Renewable energy standard compliance rules were published by the MPSC on July 7, 2010.  Missouri investor-owned utilities and others initiated litigation to challenge these rules. On June 30, 2011, a Cole County Circuit Court judge ruled that portions of the MPSC rules were unlawful and unreasonable, in conflict with Missouri statute and in violation of the Missouri Constitution. Subsequent to that decision, a portion of the appeal was dropped and the entire order was stayed.  On December 27, 2011 the judge issued another order identical to the one that was stayed except that the rulings with regard to the constitutionality issue had been omitted.

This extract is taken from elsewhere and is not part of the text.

PR #56, opened 2017-01-14
Fix overflows with large inputs on 64-bit Windows

kornholi:
On Windows the counters provided by miniz stay 32-bit wide and cause issues with 4GB+ files.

The MPSC appealed this decision and in November of 2012 the court dismissed lawsuits brought against the RES and affirmed the MPSC rules that were finalized in July 2010. Kansas established a renewable portfolio standard (RPS), effective November 19, 2010. It requires 10% of our Kansas retail customer peak capacity requirements to be sourced from renewables in 2012, increasing to 15% by 2016, and 20% by 2020. In addition, there are several proposals currently before the U.S. Congress to adopt a nationwide RPS.

 

We have been selling the majority of our RECs and plan to continue to sell all or a portion of them in the future. As a result of these REC sales, we cannot claim the underlying energy is renewable. Once a REC has been claimed or retired, it cannot be used for any other purpose. At the end of 2012, sufficient RECs, including hydro, were retired to comply with the Missouri and Kansas requirements through the end of November 2012. Additional RECs were retired in January of 2013 to complete the process for 2012. In the future, we will continue to retain a sufficient amount of RECs to meet any current or future requirements.

 

Gas Segment

 

The acquisition of Missouri Gas in June 2006 involved the property transfer of two former manufactured gas plant (FMGP) sites owned by predecessors. Site #1 in Chillicothe, Missouri is listed in the MDNR Registry of Confirmed Abandoned or Uncontrolled Hazardous Waste Disposal Sites in Missouri. No remediation of this site is expected to be required in the near term.  We have received a letter stating no further action is required from the MDNR with respect to Site #2 in Marshall, Missouri. We have incurred $0.2 million in remediation costs and estimate further remediation costs at these two FMGP sites to be minimal.